[Material supplied — start]
PR #305, opened 2023-09-22
Rampon firmware for Kusba and etc.

W141-ID:
I've added the config for Rampon firmware for the KUSBA. It uses the recommended setings from the KUSBA github. I've been using it for weeks now and it works fine on my end.


Frix-x (approved):
This is ok for me. Thanks for this PR :)

PR #307, opened 2023-09-25
Corrected typeof in variable `variable_filter_default_time_on_end_print` configuration

JerrettDavis:
`variables.cfg` incorrectly uses an equal sign (`=`) instead of a colon (`:`) for `variable_filter_default_time_on_end_print`. This has been corrected.


Frix-x (approved):
Wow. Thanks for this, I just don't understand how this was not seen before ^^
I'll merge for the next version :)

Issue #214, opened 2023-05-26
Please implement conditional QGL


rugolini:
Loving Klippain. But I'm still playing with the start sequence to have it right to my needs.
I usually print repeated sets and have no need to QGL every time.
Can you please add a variable "conditional_QGL" that allows the macro check if QGL is done and bypass it?

Surion79:
Isn't this already available with `force_homing_in_start_print` set to false?

Surion79:
Isn't this already available with `force_homing_in_start_print` set to false?

rugolini:
Hum.... good point. Maybe its not clear, at least for me, that this option is also for QGL... could not find it in the documentation or in the variables file as well.

rugolini:
I just confirmed... it execute the QGL with the force_homing_in_start=false.

Surion79:
Can you identify at which point?
Have you set the variable to not turn off motors at print end?

rugolini:
Yes... its variable_disable_motors_in_end_print: False

Surion79:
What about my first question? :)

rugolini:
"Can you identify at which point?" ... here it goes the console output for the 2nd print:
10:19 AM
File selected
10:19 AM echo: Material 'ABS' is used
10:19 AM pressure_advance: 0.040000 pressure_advance_smooth_time: 0.040000
10:19 AM echo: Heating up bed...
10:23 AM echo: Heatsoak bed, 1mn left...
10:23 AM echo: Bed temperature OK
10:37 AM echo: Chamber temperature OK !
10:37 AM echo: Nozzle cleaning...
10:38 AM Quad gantry leveling   <=========

rugolini:
Thanks Frix. Yeah, I think its important to have choice, after all each Voron is unique (examples: Kynematic vs standard mount, bed plate quality, Y backers, PLA vs ABS printing temperatures, etc.). 
Sorry, but I'm confused with your message: "as I already have the conditional homing .. I see no reason to add a variable to do a Force QGL"  ... I think you meant "I see no reason to NOT add a variable, right"?

Frix-x:
> Sorry, but I'm confused with your message: "as I already have the conditional homing .. I see no reason to add a variable to do a Force QGL" ... I think you meant "I see no reason to NOT add a variable, right"?

Yeah sorry, I wrote it too fast without reading me back. I edited my message.
Simple answer: let's add a conditionnal QGL as a possibility, but I'll not push it as the default behavior.

[...]

PR #309, opened 2023-09-25
v4.2.0

Frix-x:
# Klippain v4.2.0

## Special Highlight: Shake&Tune Module :rocket:
We're excited to introduce the Shake&Tune module in Klippain, a significant evolution from the original IS workflow scripts. This module represents a major step forward in our commitment to enhancing the Klippain experience and printer tuning with:

- :art: Stunning visual overhaul tailored for comprehensive analysis, making it easier than ever to understand your printer's dynamics and frequency profiles. There is now also an automatic peak detection algorithm, custom advices based on the graphs, printer's mechanical health indicator, damping ratio estimation, etc...
- :wrench: Hassle-free setup as everything is integrated in Klippain for all of you if you've set an accelerometer. Just run the macro and look at the results as you were doing with the old IS workflow. The good news is that this module is also now available outside Klippain to use it in another Klipper configuration easily [here](https://github.com/Frix-x/klippain-shaketune).
- :bar_chart: And an enhanced input shaping documentation is also available directly in the [K-Shake&Tune module documentation](https://github.com/Frix-x/klippain-shaketune/tree/main/docs). We've added numerous elements to guide you in interpreting the graphs, making it easier to optimize your printer’s performance.

### Configuration and Templates:
- Fixed a typo in SKR Pico template on motor pin definition
- Added a prefilled template for a custom MCU configurations, facilitating the initial installation of Klippain with an MCU not yet officially supported
- Added a template for the Fysetc Spider 3
- Added a template for the BTT EBB SB2209 CAN v1.0 with the RP2040 chip
- Rampon ADXLs support was added for easy input shaping setting since this is now a pretty common type of ADXL probe
- Support for the ADXL345 SHT V2.x integrated sensor added
- Support for the portable input shaper from Fysetc (RP2040 based ADXL) added
- Added support for servo in SKR Mini E3 MCU to align this template with the other templates
- Added configuration for BTT Manta M8P V2, expanding board support with newer products
- Added support for [Galileo2 Z blocks and Galileo2 Extruder](https://github.com/JaredC01/Galileo2) that are both very good products!
- Added a template for the Creality printers bed due to a different sensor than the one used on Keenovo heaters. This is done by a small refactoring of the bed templates files but the old one is still valid, so it's not a breaking change for now but this file will likely be deprecated in the future
- Added config files for 180mm printers such as the Micron+ for example

### Filament Sensors:
- Removed invalid option `extruder` in filament switch sensor config file ([#294](https://github.com/Frix-x/klippain/pull/294))
- Flush Klipper buffer before resetting filament sensor to ensure accurate readings and no remaining filament movements before reactivating the sensor after a purge or something like that

### General macros and scripts changes:
- Reworked input shaper scripts for enhanced performance and usability ([K-Shake&Tune](https://github.com/Frix-x/klippain-shaketune) module)
- Added support for Extruder motion vibrations measurements ([K-Shake&Tune](https://github.com/Frix-x/klippain-shaketune) module)
- Reset filter macro at the beginning of the `START_PRINT` sequence to avoid a delayed filter stop caused by a previsously finished print
- Refactored `plot_graph.sh` into a Python script for better performance and flexibility. This also allow to solve the path problem when the user was not "Pi". **If you've made an override about this, be sure to remove it!**
- Solved an old issue with conditional checks for QGL/Z_TILT ([#214](https://github.com/Frix-x/klippain/issues/214)). Now the tilting process should really be conditionnal as it was originally designed when setting `variable_force_homing_in_start_print` to false!
- Corrected a small typo in variable configuration for `variable_filter_default_time_on_end_print`
- Enhanced M109 and M190 logic with improved temperature settling ([#302](https://github.com/Frix-x/klippain/pull/302)) in order to avoid a bug when going from an high temperature to a lower one when the `variable_fix_heaters_temperature_settle` was set to true
- Improved the bed heatsoak sequence to use the current bed temperature (instead of bed temperature target) for a more accurate real time reading

### System and Installation:
- Added an auto uninstall script, simplifying the removal process for users that want to go back to their old configuration or that installed Klippain by mistake. This also allow at the same time to try Klippain very easily without taking too much risks
- Made tweaks to the installation script and updated `.gitignore` for better setup experience.
- Fixed issue with the path set in the gcode_shell_command for `system_info.py` script resolving startup errors when the user was not "Pi". **If you've made an override about this, be sure to remove it!**

### LED and Status Indicators:
- Fixed status LEDs for separate nozzle and logo LEDs, ensuring correct operation when having multiple Neopixel chains
- Prevented occasional LED flashing that could occurs before homing in the `START_PRINT` sequence

### Miscellaneous:
- Moved (and improved) the input shaper analysis documentation directly in the [K-Shake&Tune module repository documentation](https://github.com/Frix-x/klippain-shaketune/tree/main/docs). The old markdown docs now point to the new one to avoid problems and keep an easy access to them
- Enhanced `START_PRINT` sequence to allow a bed mesh profile loading from slicers using the `MESH=xxxxx` parameter in the custom START_PRINT Gcode. When using this, the adaptive bed mesh will be canceled and the specified mesh profile loaded instead. This can be usefull for calibration prints or if you just want to get the same static mesh for every prints.
- Passed all the `START_PRINT` raw parameters in the `_MODULE_CUSTOM1/3` in case you want to do something fancy in them based on your slicer parameters. Feel free to use them as you like :)


Frix-x:
I think we are pretty ready to merge this one now. Is it ok for everyone?

Surion79 (approved):
Naming the heater bed by manufacturer might be a bit cryptic for some printer users. There is no longer a "default".

Frix-x:
> Naming the heater bed by manufacturer might be a bit cryptic for some printer users. There is no longer a "default".

This is the beginning: the old file is not removed yet so it's still working. But as we have done it for the probes, the extruders or the ADXL boards for example, I feel that doing it for the other file is also a good thing to personalize more and let more choice for the users. It will also be a good base for a "configurator" that I plan to work on later on to help install Klippain :)

PR #312, opened 2023-09-29
Add BTT EBB SB2209 CAN v1.0 RP2040

Benoitone:


dpeart:
The pin settings for the RP2040 look correct to me.

dpeart (approved):
Looks good to me.

Frix-x (approved):

user_templates/mcu_defaults/toolhead/BTT_EBB SB2209_CAN_RP2040_v1.0.cfg
```diff
@@ -0,0 +1,77 @@
...
+[mcu toolhead]
+##--------------------------------------------------------------------
+canbus_uuid: change-me-to-the-correct-canbus-id
+##--------------------------------------------------------------------
+
+# If you want to override the wiring of the BTT EBB SB2209 CAN v1.0 RP2040, keep in mind that this
+# board is defined using the "toolhead" name. So you should use "pin: toolhead:PIN_NAME"
+# in your own overrides.cfg files.
+
+[include config/mcu_definitions/toolhead/BTT_EBB SB2209_CAN_RP2040_v1.0.cfg] # Do not remove this line
```
Frix-x, line 15: Can you rename the file to avoid spaces in it and prefer using "_" instead?
Also there is other BTT SB2209 files and I would prefer using the same syntax (without EBB) to keep thing aligned between all the SB2209 boards :)

So using something like : `BTT_SB2209_RP2040_v1.0.cfg` should be good :)

Frix-x (changes requested):

Frix-x:
Thanks, I'll merge for the next version :)

PR #314, opened 2023-10-07
Belt/Input Shaper improved documentation

The-Original-Reth:
I changed the format of the input shaper file, and created a belt shaper page and input shaper page. I also added more pictures.
I took the pictures and annotations from my powerpoint and incorporated them into this pull.


Frix-x:
Hello, thanks for your work on this topic. It helps me improve my documentation. I'll merge it as is and will fix the paging in order to be more "Markdown approved" if it's ok for you? :)

Also I'll add some details about the new scripts as this will be the new standard for the repository (and a lot of people are already using the v1 so I expect them to update to v2 and they will need info about them).

PR #317, opened 2023-10-15
Ability to Toggle calibration macros

NanoMetere:
my printer is already calibrated, and i don't think I need to load the macro every boot.
If I don't need to calibrate printer, it wastes ram and it increases boot time. (ram gains are small. but it can be critical if host has 1GB or 512MB ram and running a camera, and in boot time, i got approx. 1-2sec faster boot time by disabling calibration macros.)


Frix-x:
Hi, thanks for this PR!

I'm trying to understand the need behind this PR a little bit better. Indeed we discussed it with the other main contributor and most of us agree that it's a feature which adds complexity to the configuration with potential compatibility problems (if the macros are activated without an accelerometer, or if we forget them while adding an accelerometer), without adding any real benefit. Indeed, 1s-2s gain when booting Klipper is pretty insignificant compared to a print that is usually several hours...

So what is exactly the need behind this PR? Or what is the problem you are facing exactly?

NanoMetere:
yes. i agree if it just gains a small(or no) benefit and can makes a big problem for many peoples, there are not a good feature.

just realized there are no big benefits. or maybe i just want to clean the macro window but not on mainsail.

I usually print with Voron 2.4 350 with Pi4(4GB) but tested with BTT CB1(1GB)are causing a problem during print, but its running fine now with original release. I think it was a one-off issue or fixed with host system update i think?

its useless for majority so i’ll close this PR. Thanks for review!

PR #320, opened 2023-10-22
Add creality bed

Gethe:
This adds a new file to support the thermistor used by stock Creality heated beds. I also copied the existing heated_bed.cfg to the new folder as keenovo.cfg, with the old file edited to just include the copied file for backward compatibility.


Frix-x:
Hi thanks, for this PR!

It's a good idea to externalize the sensor like that and I'm wondering about doing the same for the extruders. Thanks for the idea, I'll merge this one for the next release !

PR #322, opened 2023-10-24
fix status LEDs for separate nozzle and logo LEDs

kdomanski:
The macro aways uses TRANSMIT=0 for the logo LEDs, which assumes that the subsequent call to nozzle LEDs will flush the data. That will only work if both sets of LEDs are on the same chain.

The chains can be different though - configured through `status_leds_nozzle_led_name` and `status_leds_logo_led_name`. With this change, separate logo LEDs will use TRANSMIT=1 instead.


kdomanski:
Tested on my Voron v0.2, with logo LEDs connected to the main MCU and nozzle LEDs connected to toolhead MCU.

macros/hardware_functions/status_leds.cfg
```diff
@@ -96,6 +96,9 @@ gcode:
 [gcode_macro STATUS_LEDS]
 gcode:
     {% set color = params.COLOR|default('off')|lower %}
+    {% set logo_leds_name = printer["gcode_macro _USER_VARIABLES"]["status_leds_logo_led_name"] %}
+    {% set nozzle_leds_name = printer["gcode_macro _USER_VARIABLES"]["status_leds_nozzle_led_name"] %}
+    {% set logo_transmit = 0 if (logs_leds_name == nozzle_leds_name) else 1 %}
```
Frix-x, line 101: I think there is a mistake in the variable name. Can you fix it? I'll merge it when it's done :) 
```suggestion
    {% set logo_transmit = 0 if (logo_leds_name == nozzle_leds_name) else 1 %}
```

Frix-x (changes requested):

Frix-x:
Hey, thanks for the PR, it's a great patch! I'll merge it after you fix the typo :)

macros/hardware_functions/status_leds.cfg
kdomanski: Ah, nice catch. Fixed!

Surion79:
Very nice! 👍🏻

Frix-x (approved):
Thanks, I'll merge it :)

PR #327, opened 2023-10-28
fix: module heatsoak bed should use current temperature

pvpacheco:
I've noted that the heatsoak_bed macro would always wait 8 minutes even when bed current temperature was already at the target. Maybe because at this point of the execution target is allways 0.

Changing `printer.heater_bed.target` to `printer.heater_bed.temperature` at the condition fixed that behavior.

Also fixed an inverted comment at the same file.


Frix-x (approved):
Thanks for the change! In the past it was not possible to do that directly but since the START_PRINT is not monolithic anymore, I'll merge your change that is more logical :)

PR #328, opened 2023-10-29
Create adxl345_sht_v2.x.cfg

blutack:
The SHT36_v2 differs from the SHT36_v1 and has the ADXL345 on SPI2, not SPI1. The Mellow docs are pretty confusing on this!

I'm not sure if this is the right way to go about it, or whether you would prefer to inherit the adxl345_sht.cfg and just override spi_bus?


Frix-x:
Hey, thanks for the PR!

It's ok for me like this as I do plan to work on the ADXL a little bit in the future to harmonize everything. So I'll integrate it like that for now :)

Frix-x (approved):

PR #332, opened 2023-11-06
Qgl flash fix

Surion79:
I think I found the issue with the flashing when doing QGL when G28 is not required. To fix it, the lights are only set to homing if a home is really executed.


Frix-x (approved):
Thanks for the fix. I'll merge :)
[Material supplied — finish]
The required output is a copy of each line in the records where the string "identify" occurs.

## Answer to this problem
Can you identify at which point?
"Can you identify at which point?" ... here it goes the console output for the 2nd print:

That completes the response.